I can’t say enough about my heart, Cynthia, we all got a good look at it last year when they took it out and refurbished it, and my cardiologist says it is beating so strongly that he doesn’t even want to see me for a year. It is rare than one can call up expert witnesses about your heart.  I have a photo of it.

But in all honesty, a strong heart doesn’t make one right. I do not know if I am right, I only know what I believe. You will all have to make up your own mind, I am not telling you what to think. Many people were shocked at the very idea that there might be two sides to this story. That’s how I know it’s good to write about it.

“I still cannot believe you support this kind of human/animal relationship?,” write Julie Forbes, host of the Dog Show With Julie Forbes.”Is this really you writing this? I’m still in disbelief.” Julie, yes, this is me, I believe, and I hope you are well. As tempting as it is to say I am really the author of Fifty Shades of Grey, I admit authorship, and here I am, at it again. I like Julie, I trust she will recover.  In America, it is a serious thing to be disagreed with.

But seriously Julie, if you understand how painful separation and relocation can be for animals when pulled from their lives and habitats, perhaps you would re-consider doing it to them again.

Cynthia is also welcome to disagree with me, I wouldn’t dream of running her off, and she seems to be on my page still, bristling with indignation and moral certainty. I wish I had her moral certainty, I live in a world of hues and grays.

To be honest, Cynthia was actually one of the more polite posters, animal conversations in America are much like political conversations, there is a lot of posturing and rage, not much listening. My favorite was one who said I was “blatantly stupid,” as opposed to just being stupid, which is what I am more often called and is perhaps closer to the truth. There is nothing blatant about my stupidity, it is pretty ordinary.

There is a lot of deja vu here, the argument reminds me of the early days of the carriage horse controversy. Almost the same words, the same responses. The irony of the concern for animals in our country right now for me is that the people with the strongest ideas about animals and their rights seem to know little or nothing about them. They don’t live with them, work with them, even see them much as a rule, they get their views and information from other sources than their lives – websites, blogs, books, stories.

I doubt Cynthia knows one thing more about elephants than she does about what people’s hearts are made of. I would be amazed if she had ever seen one. Do any of these people understand that there is no wild for these elephants, no natural life for the to return to, do they know that even if they were, these trained and domesticated animals would not survive there for a day? I guess not, and that is the really bad news for the elephants. The people deciding their futures don’t know a single thing about them.

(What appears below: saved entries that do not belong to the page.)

PR #209, opened 2023-04-27
Remove miq specific source

kbrock:
Fixes broken CI failure

We need to have only one main source in a `Gemfile`

```
[DEPRECATED] Your Gemfile contains multiple primary sources.
Using `source` more than once without a block is a security risk, and may result in installing unexpected gems.
To resolve this warning, use a block to indicate which gems should come from the secondary source.
```

- We added this source for `handsoap` dependency in #109 to fix a build failure.
- I'm not able to find when we removed this dependency, and removing it no longer breaks the build.
- Also our `Gemfile.lock` does not mention any manageiq dependencies (besides `manageiq-password`) so I don't see a way we could inadvertently require `handsoap`.

### DIFF
--- a/Gemfile
+++ b/Gemfile
@@ -1,4 +1,3 @@
-source 'http://rubygems.manageiq.org'
 source 'https://rubygems.org'
 
 # Specify your gem's dependencies in manageiq-appliance_console.gemspec


Fryguy:
LGTM, but do you know why was it added in the first place?

kbrock:
@Fryguy thanks for keeping me honest. I added the notes

jrafanie:
> * I'm not able to find when we removed this dependency, and removing it no longer breaks the build.
> * Also our `Gemfile.lock` does not mention any manageiq dependencies (besides `manageiq-password`) so I don't see a way we could inadvertently require `handsoap`.

Thanks, I found it after you did most of the work.

At the time, this repo had manageiq-gems-pending in the Gemfile:
https://github.com/ManageIQ/manageiq-appliance_console/pull/109/files

image

This gem included handsoap until the vmware stuff was extracted: https://github.com/ManageIQ/manageiq-gems-pending/pull/169

Also, we dropped the gems pending dependency from the gemfile in this repo here: https://github.com/ManageIQ/manageiq-appliance_console/pull/153

jrafanie (approved):
LGTM, thanks for digging in and figuring it out

PR #267, opened 2014-12-18
Type choices should be list or tuple

kaiix:
It's better to check `choices` type, because string is also a valid option.


schematics/types/base.py
```diff
@@ -180,6 +180,8 @@ def __init__(self, required=False, default=None, serialized_name=None,
         self.required = required
         self._default = default
         self.serialized_name = serialized_name
+        if choices and not isinstance(choices, (list, tuple)):
+            raise TypeError('"choices" must be a list or tuple')
```
hellp: what about sets and frozensets?

kracekumar: Good catch! Open a PR ?

PR #269, opened 2014-12-21
Marshallers and extended serializables for better data manipulation at import/export time

bintoro:
The `serializable` decorator currently provides a simple way for a model to expose a virtual field. However, the mechanism doesn't handle two-way communication.

Consider a model with fields `first_name` and `last_name` that needs to talk to a client that only sends and receives a single value, `full_name`:

``` python
class Person(Model):

    first_name = StringType()
    last_name = StringType()

    @serializable
    def full_name(self):
        return '%s %s' % (self.first_name, self.last_name)
```

The above works for outbound data, but what about the reverse? How to split the incoming value into two concrete fields?

This PR introduces two facilities that provide pre- and post-processing hooks for data manipulation.
### Extended serializables

Instead of decorating a function, decorate a class that encloses functions for both exporting and importing:

``` python
    @serializable
    class full_name:

        def serialize(self):
            return '%s %s' % (self.first_name, self.last_name)

        def deserialize(value):
            first_name, last_name = value.split()
            return {
                'first_name': first_name, 
                'last_name': last_name
            }
```

The wrapper class (`full_name`) is nothing but a closure. It will never be instantiated, and inside the `serialize` function `self` still refers to the `Person` instance. In other words, `serialize()` here is identical to the classic one-way serializable.

The dictionary returned by `deserialize()` will be added to the dataset, and the original incoming field (`full_name`) will be automatically discarded.
### Marshalling/unmarshalling functions

These are functions that can perform arbitrary operations on the entire dataset.

``` python
class Person(Model):

    first_name = StringType()
    last_name = StringType()

    def marshal_full_name(cls, data):
        data['full_name'] = '%s %s' % (data['first_name'], data['last_name'])

    def unmarshal_full_name(cls, data):
        if 'full_name' not in data:
            raise ModelConversionError("Field 'full_name' missing") 
        first_name, last_name = data['full_name'].split()
        new_data = {
            'first_name': first_name, 
            'last_name': last_name
        }
        return (new_data, ('full_name',))
```

An **unmarshaller** (processes inbound data) must return a tuple with two items:
- a dictionary that will be added to the dataset
- an iterable of keys that should be discarded (nothing is dropped automatically).

A **marshaller** (processes outbound data) may do the same, or it can modify the dataset directly and return nothing, as shown above.

Apart from the `(un)marshal_` prefix, the names of the functions are of no consequence (except for error info), since they do not necessarily relate to just a single field. A model-wide pre/post-processor can be named simply `unmarshal` or `marshal`.
### Comparison
- Serializables deal with native values: they are invoked after `to_native()` upon import and before `to_primitive()` upon export.
- Marshalling functions deal with primitive values: they are called before `to_native()` upon import and after `to_primitive()` upon export.
- Serializables always map to **one** exposed field. If you wanted to do the opposite of the example and map multiple incoming values to a single concrete field, a serializable will not do.
- Marshalling is more powerful, since the entire dataset can be freely manipulated.
- The unmarshallers are run before anything else is done to the incoming data. For example, multiple values may be coalesced into one, and the surplus transport fields can be dropped before rogue fields are checked for.
- A serializable is always available as `instance.some_serializable`, whereas marshallers are only evaluated at export time.
### Also changed

Serializables now accept the parameters `default`, `required`, and `deserialize_from`. Note that `required` on a serializable is only enforced on import — not during validation.

The default value for `serialize_when_none` on serializables now matches that on types (changed from `True` to `None`).

### DIFF
--- a/schematics/models.py
+++ b/schematics/models.py
@@ -128,6 +128,12 @@ class ModelMeta(type):
         fields = OrderedDictWithSort()
         serializables = {}
         validator_functions = {}  # Model level
+        marshallers = OrderedDictWithSort()
+        unmarshallers = OrderedDictWithSort()
+
+        main_marshaller = attrs.get('marshal')
+        if callable(main_marshaller):
+            marshallers[name] = main_marshaller
 
         # Accumulate metas info from parent classes
         for base in reversed(bases):
@@ -137,15 +143,27 @@ class ModelMeta(type):
                 serializables.update(metacopy(base._serializables))
             if hasattr(base, '_validator_functions'):
                 validator_functions.update(base._validator_functions)
+            if hasattr(base, '_marshallers'):
+                marshallers.update(base._marshallers)
+            if hasattr(base, '_unmarshallers'):
+                unmarshallers.update(base._unmarshallers)
 
         # Parse this class's attributes into meta structures
         for key, value in iteritems(attrs):
             if key.startswith('validate_') and callable(value):
                 validator_functions[key[9:]] = value
+            if key.startswith('marshal_') and callable(value):
+                marshallers[key[8:]] = value
+            if key.startswith('unmarshal_') and callable(value):
+                unmarshallers[key[10:]] = value
             if isinstance(value, BaseType):
                 fields[key] = value
             if isinstance(value, Serializable):
                 serializables[key] = value
+
+        main_unmarshaller = attrs.get('unmarshal')
+        if callable(main_unmarshaller):
+            unmarshallers[name] = main_unmarshaller
 
         # Parse meta options
         options = mcs._read_options(name, bases, attrs)
@@ -159,6 +177,8 @@ class ModelMeta(type):
         attrs['_fields'] = fields
         attrs['_serializables'] = serializables
         attrs['_validator_functions'] = validator_functions
+        attrs['_marshallers'] = marshallers
+        attrs['_unmarshallers'] = unmarshallers
         attrs['_options'] = options
 
         klass = type.__new__(mcs, name, bases, attrs)
@@ -239,7 +259,7 @@ class Model(object):
         if raw_data is None:
             raw_data = {}
         self._initial = raw_data
-        self._data = self.convert(raw_data, strict=strict, mapping=deserialize_mapping)
+        self._data = self.convert(raw_data, strict=strict, mapping=deserialize_mapping, importing=True)
 
     def validate(self, partial=False, strict=False):
         """
@@ -269,6 +289,7 @@ class Model(object):
         :param raw_data:
             The data to be imported.
         """
+        kw.setdefault('importing', True)
         data = self.convert(raw_data, **kw)
         #[x * 2 if x % 2 == 0 else x for x in a_list]
         del_keys = [ k for k in data.keys() if data[k] is None]
--- a/schematics/transforms.py
+++ b/schematics/transforms.py
@@ -6,6 +6,7 @@ import itertools
 from six import iteritems
 
 from .exceptions import ConversionError, ModelConversionError, ValidationError
+from .types.serializable import Serializable
 
 try:
     basestring #PY2
@@ -30,7 +31,7 @@ except:
 ###
 
 def import_loop(cls, instance_or_dict, field_converter, context=None,
-                partial=False, strict=False, mapping=None):
+                partial=False, strict=False, mapping=None, importing=False):
     """
     The import loop is designed to take untrusted data and convert it into the
     native types, as described in ``cls``.  It does this by calling
@@ -63,6 +64,19 @@ def import_loop(cls, instance_or_dict, field_converter, context=None,
     data = dict(context) if context is not None else {}
     errors = {}
 
+    # Unmarshal
+    if importing:
+        for name, unmarshaller in cls._unmarshallers.items():
+            try:
+                data_, del_ = unmarshaller(cls, instance_or_dict)
+            except ConversionError as exc:
+                errors["Unmarshaller for '%s'" % name] = exc.messages
+            else:
+                for k, v in data_.items():
+                    instance_or_dict[k] = v
+                for k in del_:
+                    del instance_or_dict[k]
+
     # Determine all acceptable field input names
     all_fields = set(cls._fields) ^ set(cls._serializables)
     for field_name, field, in iteritems(cls._fields):
@@ -79,7 +93,13 @@ def import_loop(cls, instance_or_dict, field_converter, context=None,
         for field in rogue_fields:
             errors[field] = 'Rogue field'
 
-    for field_name, field in iteritems(cls._fields):
+    if importing:
+        fields = itertools.chain(iteritems(cls._fields),
+                                 iteritems(cls._serializables))
+    else:
+        fields = iteritems(cls._fields)
+
+    for field_name, field in fields:
         serialized_field_name = field.serialized_name or field_name
 
         trial_keys = _list_or_string(field.deserialize_from)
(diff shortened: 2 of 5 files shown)


UberFarmer:
+1 I very much want marshalling / unmarshalling functionality. Are there any clean(ish) workarounds until this PR is accepted?

In particular, I want to be able to execute custom code when a field is set / retrieved. In other words, exactly the functionality I would get from using properties if it was possible to use properties.

breerly:
+1 - this looks great :)

bintoro:
Thanks for the comments, guys. Now that I've gotten some feedback, I might merge this soonish.

Something I'd like to resolve is whether and how applications should be able to specify the ordering of several marshallers. Of course there are many ways to accomplish this, or we could simply say developers shouldn't write marshallers so that they depend on one anothers' outputs. Anyway, this got me thinking: since the names of the methods have no real significance, is the automatic identification of all "marshal_" methods even that useful — as opposed to just a single master marshalling method? Having only one method to execute (which may or may not be split into several subroutines, of course) would take the ordering question out of the equation.

@UberFarmer — I don't think there's anything to stop you from using regular Python properties and the *serialized_name* parameter on the field to accomplish what the SA code is doing. Except, of course, that the accessor methods are not applied during import or export, which may be what you're asking for here. And I agree this is something to be addressed, since the (un)marshallers are supposed to affect import/export *only*. If there's a transformation that should be *always* applied (on import/export as well as when application code accesses the attribute), then I think the code should be placed in some Schematics-specific accessor just like SA's *hybrid_property*. This way all three cases would be covered:
*    to transform on attribute access only, use regular property
*    to transform on import/export only, use marshaller
*    to transform always, use magic property.

Am I making sense here?

bintoro:
After reflecting on this, the obvious candidate to act as a property-like accessor is the `serializable`. It already handles getting, so all we need to do is modify the "extended serializable" plan a bit:


```python
    @serializable
    class full_name:

        def serialize(self):
            return '%s %s' % (self.first_name, self.last_name)

        def deserialize(self, value):
            self.first_name, self.last_name = value.split()
```

So, instead of returning a dictionary, the deserializer method simply sets the attributes directly on the instance. This is actually a much cleaner solution, and now the setter can be invoked at any time. The import machinery just needs to create a dummy instance on which the setter operates, since the final object doesn't yet exist at that point, but other than that I don't foresee any complexities here.

By the way, I should mention that there's no technical reason (I think...) why the two functions should be enclosed within a class construct. It's also possible to opt for a more canonical syntax:

```python

    @serializable
    def full_name(self):
        return '%s %s' % (self.first_name, self.last_name)

    @full_name.setter
    def full_name(self, value):
        self.first_name, self.last_name = value.split()
```

There are endless ways to name the second decorator; the only requirement is that we need a reference to the main serializable, either as the decorator object or its parameter. For example:

```python
    serializable.set(full_name)
    def full_name(self, value):
        ...
```

UberFarmer:
Personally, I'm not sure there's a compelling reason to support offering different behaviors on import and when setting attributes directly. If this code:
```python
person = Person({'first_name': 'John'})
```
and this code:
```python
person = Person()
person.first_name = 'John'
```
can cause different results, that seems like a huge, huge opportunity for user error. The majority of users  *will* expect these two snippets to behave exactly the same, and thus will use these two forms interchangeably. The confusion and subtle bugs surrounding this will by far outweigh the benefits of the additional extra functionality.

bintoro:
@UberFarmer, the marshalling filter is only intended for wholesale munging of incoming or outgoing data. Particularly now that the serializable will gain property-like setter functionality, the use cases for the two are completely different, so I don't think there will be too much room for confusion.

That said, you again got me thinking about how to improve this thing. See, the main use case for marshalling transformations is when you have to accommodate data sources/consumers outside of your control. Well, obviously there might be a need for more than one such transformation (one system expects *full_name*, the other expects *first_name* and *last_name*). So instead of having a fixed marshalling logic within a model, it would be better represented as a separate adapter-like object that would be invoked at export time:

```python
instance.to_primitive(adapter=LegacySystemMarshaller)
```
I hope this example also makes it clear why I believe it's useful to be able to perform data manipulation at the very boundary of Schematics. Without it, you would always have to adapt the inner workings of your application according to the specifics of the remote system you are talking to.

UberFarmer:
I like this idea. Multiple schemas/adapters for importing/exporting your data seems awesome.

Okay, so here's an example class that includes most of the features we discussed. Let's see if this agrees with you. Syntax can, of course, be changed.

```python
class Person(Model):

    _first_name = StringType(serialize=False)  # Option to not import/export this field, but still validate it

    @serializable
    def first_name(self):
        return self._first_name

    @first_name.setter
    def first_name(self, value):
        if not self.first_initial and len(value) >= 1 :
            self.first_initial = value[0]
        self._first_name = value

    last_name = StringType()
    first_initial = StringType()

    class LegacyAdapter:  
        # Adapter to munge 'full_name' into 'first_name' and 'last_name' on import,
        # and from 'first_name' and 'last_name' into 'full_name' on export.
        # Not sure what the syntax should be here...
```

##### Importing Steps:
* Data & an optional adapter are passed in
* If the adapter is specified, the adapter munges the data
* Construct: For every data field, set that attribute on the model by calling its set method

*Note: This means when no adapter is specified, constructing with data has exactly the same effect as constructing a default model and setting the attributes one by one, as I was worried about in my previous comment*

Thus
```python
Person({'first_name': 'John', 'last_name': 'Smith'})
```
,
```python
Person({'full_name': 'John Smith'}, adapter=LegacyAdapter)
```
, and
```python
Person({'first_name': 'John', 'last_name': 'Smith', 'first_initial': 'J'})
``` 
would all create exactly the same model. The first two would both call the `first_name` property setter, thereby populating the `first_initial` field.

##### Exporting Steps:
* Optional adapter is passed in
* Create export data -- for every attribute on the model, get that attribute by calling its get method
* If the adapter is specified, the adapter munges the data
* Data is returned.

Fields returned for regular export: `first_name`, `last_name`, `first_initial`
Fields returned for export with adapter: `full_name`, `first_initial`

##### Attribute Access:
* Serializable getters and setters activate on property access, just as if they were normal Python properties.

alexhayes:
Is there any plan to implement something as @UberFarmer [has suggested](https://github.com/schematics/schematics/pull/269#issuecomment-69684490)?

alexhayes:
A quick sketch which serves my purposes;

```python


class AdapterModel(Model):

    def __init__(self, raw_data=None, adapter: 'BaseAdapter'=None, *args, **kwargs):
        if adapter is not None:
            raw_data = adapter(self).to_raw_data(raw_data)

        super(AdapterModel, self).__init__(raw_data, *args, **kwargs)

    def to_adaptation(self, adapter):
        return adapter(self).from_model()


class BaseAdapter(object):

    def __init__(self, model: AdapterModel):
        self.model = model


class Product(AdapterModel):
    ...
    ...


    class LegacyAdapter(BaseAdapter):

        def to_raw_data(self, obj: dict) -> dict:
            first_name, last_name = obj['full_name'].split(' ')
            return dict(first_name=first_name, last_name=last_name)

        def from_model(self) -> dict:
            return dict(full_name='%s %s' % (self.model.first_name, self.model.last_name))

```

And in use as @UberFarmer as defined above with the following;

```python
product = Product()
...
...
legacy = product.as_adaptation(Product.LegacyAdapter)
```

Thoughts?

lkraider:
I have a setter for serializable fields as @UberFarmer mentioned in my branch here:
https://github.com/schematics/schematics/compare/development...nKey:new-serializable-setter?expand=1
(old) PR here: https://github.com/plain-vanilla-games/schematics/pull/4

bintoro:
Just a heads up, I'm trying to get v2.0 finished as soon as possible. Let's look at this right after. I definitely still want to get this functionality in.

lkraider:
With #466 merged, serializable.setter now enables this - see for example: https://github.com/schematics/schematics/blob/58296cb4cd1f41ad6a63c6ef890c70c1b5b0fb17/tests/test_schema.py#L117

lkraider:
Closing based on current development branch having similar functionality.

bintoro:
What? The scope of this feature suggestion goes far beyond serializable setters.

lkraider:
@bintoro I might have glossed over too fast over the issue, but from the examples cited here they seem to fit within the mutation step provided by instance setters (ie: they apply during import and export).

PR #270, opened 2014-12-25
add a one paramters to Models to_native/to_prim/.. method  to deside whether export the serilized fields.

hackrole:
I think this was some need features. 
while the user validate the data and want save it to db, he didnot may also want to save the serilized fields.
If I have to define the options on every models, I think it is a litter bad.

### DIFF
--- a/schematics/models.py
+++ b/schematics/models.py
@@ -288,10 +288,11 @@ class Model(object):
         """
         return convert(self.__class__, raw_data, **kw)
 
-    def to_native(self, role=None, context=None):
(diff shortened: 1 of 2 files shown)


bintoro:
Could you give an example of why this is needed specifically with regard to serializables? Why define serializables in the first place if you don't want them serialized? You can use a regular Python property instead.

I realize sometimes you might want to exclude certain fields from the output, but that scenario is in no way limited to serializables. It would be better to be able to exclude *any* field (including serializables). And this use case will in fact be addressed by the upcoming marshaller/adapter functionality.

PR #272, opened 2015-01-07
Update 'url' in setup.py

grzn:
Project has moved to a different account on GitHub, but on PyPI the url is still the same


grzn:
This is already implemented on the master branch.
Its confusing that the default branch on GitHub is _development_, while the most recent branch is _master_; please change the default.

Issue #279, opened 2015-02-12
Broken import in models.py


csojinb-picwell:
Since the update to 1.0-1, I'm getting the following error that seems to be internal to the library:
```    
from schematics.types.compound import ListType
../../../virtualenv/python2.7.9/lib/python2.7/site-packages/schematics/types/compound.py:9: in <module>
    from ..models import Model
../../../virtualenv/python2.7.9/lib/python2.7/site-packages/schematics/models.py:435: in <module>
    from .types.compound import ModelType
E   ImportError: cannot import name ModelType
```
Looks like a circular import issue?

kracekumar:
It is fixed in `1.0.2`. 

```
In [2]: schematics.version_info
Out[2]: ('1', '0', '2')

In [3]: from schematics.types.compound import ListType

```

Thanks for reporting.

PR #280, opened 2015-02-12
Issue 279

kracekumar:
- Fix the circular import issue.

### DIFF
--- a/schematics/models.py
+++ b/schematics/models.py
@@ -61,6 +61,7 @@ class FieldDescriptor(object):
         """
         Checks the field name against a model and sets the value.
         """
+        from .types.compound import ModelType
         field = instance._fields[self.name]
         if not isinstance(value, Model) and isinstance(field, ModelType):
             value = field.model_class(value)
@@ -430,6 +431,3 @@ class Model(object):
 
     def __unicode__(self):
         return '%s object' % self.__class__.__name__
-
-
-from .types.compound import ModelType


bintoro:
Sooo this is interesting.

A few days ago, I noticed there was an import statement inside `FieldDescriptor.__set__()`, so I promptly moved it to the end of the file (https://github.com/schematics/schematics/commit/860d71778421981f284c0612aec665ebf0cfcba2). The reason is that calling `import` is expensive even if the module has already been loaded.

Then I found this PR, which is the exact reverse of the change I made.

I wonder why the reporter of #279 had run into a circular import because clearly it had worked for other people. @kracekumar do you have any idea of what went wrong there?

Let's try the bottom import again with v1.1.1. At least all tests are passing. If people start seeing the import issue again, then we'll figure it out, but IMO an import statement cannot live inside one of the most frequently called functions in the library.

kracekumar:
@bintoro I didn't do poor introspection.

Sure. We can move that to bottom of the function. But imports are cached in `sys.modules` and on next run it will be fetched from `sys.modules` correct ? I agree with you to keep imports outside function definitions to avoid any run time issues.

bintoro:
Yeah, imports are cached, but simply invoking the `import` statement nearly tripled the execution time of the setter method.

I just don't understand why that one guy ran into an import issue while the rest of us didn't.

Apparently I was the one who originally created the circular import in https://github.com/schematics/schematics/commit/03b2fd97fb47c00e8d667cc8ea7254cc64d0f0a0 when I needed to use `Model` in `compound.py`. I solved it by moving the import in `models.py` from the top to the bottom of the file, which was fine until for some reason it didn't work for the person who opened #279.

bintoro:
@kracekumar I've got it. The circular import only occurred when `types.compound` was imported before the `models` module. The other way around it has always worked fine. I did the bottom import trick in `types/compound.py` as well, and now it's good both ways. :tada:

PR #281, opened 2015-02-12
Update Model.__eq__

toddsifleet:
* Model.__eq__ now returns NotImplemented if the other object is not the
  same class.  This allows the other objects __eq__ to be checked.  This
  is particularly important for testing (e.g. mock.Any, equals).


toddsifleet:
Without this

UberFarmer:
+1

PR #288, opened 2015-03-12
Add ability to get datetime from timestamp

charlax:
Also fixes some regression related to `ModelType`.

### DIFF
--- a/schematics/models.py
+++ b/schematics/models.py
@@ -165,12 +165,16 @@ class ModelMeta(type):
 
         # Add reference to klass to each field instance
         def set_owner_model(field, klass):
-            field.owner_model = klass
-            if hasattr(field, 'field'):
+            try:
+                field.owner_model = klass
                 set_owner_model(field.field, klass)
+            except AttributeError:
+                pass
+
         for field_name, field in fields.items():
             set_owner_model(field, klass)
-            field.name = field_name
+            if hasattr(field, 'name'):
+                field.name = field_name
 
         # Register class on ancestor models
         klass._subclasses = []
@@ -421,7 +425,7 @@ class Model(object):
         return u"<%s: %s>" % (class_name, obj)
 
     def __str__(self):
-        return '%s object' % self.__class__.__name__        
+        return '%s object' % self.__class__.__name__
 
     def __unicode__(self):
         return '%s object' % self.__class__.__name__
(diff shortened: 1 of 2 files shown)


abeinstein:
+1

schematics/models.py
```diff
@@ -165,12 +165,16 @@ def __new__(mcs, name, bases, attrs):
 
         # Add reference to klass to each field instance
         def set_owner_model(field, klass):
-            field.owner_model = klass
-            if hasattr(field, 'field'):
+            try:
+                field.owner_model = klass
                 set_owner_model(field.field, klass)
+            except AttributeError:
```
kracekumar: Any reason to use `Exception` ?. `pass` is never accepted.

kracekumar:
Since this patch uses `arrow`, it is better to stay out of library. Please create an appropriate issue you're facing and then we can discuss on the solution.

schematics/models.py
charlax: What do you mean? I'm using a specific `AttributeError` exception. I can write a regression test for this if you want.

bintoro:
Hey @charlax, sorry about your PRs being neglected. I totally agree that the datetime types should be much more flexible and powerful. If this issue is still relevant to you, let's first discuss the appropriate strategy in #289. I'll post some thoughts there shortly.

Just to get something out of the way first: this PR includes a change to `ModelMeta`, but I don't understand what it's meant to do. Could you please elaborate? On lines 168–169, the `hasattr` conditional is replaced with a `try – except AttributeError`, which seems to accomplish the exact same thing. On line 176, the added `hasattr` doesn't appear to serve any purpose, as surely you don't need to check for the presence of `field.name` before simply assigning to it. So, what am I missing?

schematics/types/base.py
```diff
@@ -719,6 +730,9 @@ def to_native(self, value, context=None):
             return value
 
         for fmt in self.formats:
+            if fmt == self.TIMESTAMP_FORMAT:
+                return arrow.get(value)
```
bintoro: Let's not add a whole new dependency for such a simple conversion. `datetime.utcfromtimestamp(float(value))` does the same thing. Also, this should look out for exceptions and ignore, in case some other format matches the input.

bintoro:
Superseded by #358.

Julie Forbes wrote quite passionately on my Facebook  Page – she did seem incredulous that I would disagree with her – that I was off base in my writing about elephants. Imagine, she said, what P.T. Barnum’s Jumbo felt when he was being hauled to America, imagine how his family left behind felt when he was gone?  I don’t know what Jumbo felt, I wrote back, animals don’t think in our words. I don’t know what his family thought either,  but I imagine the way they reacted the same as any dog or cat pulled out of their litter and away from their mother’s teat.

They were anxious and confused, and then settled into their new routine.

It happens every day, countless thousands of times, and no one is (yet) banning cats and dogs or demanding their return to the wild.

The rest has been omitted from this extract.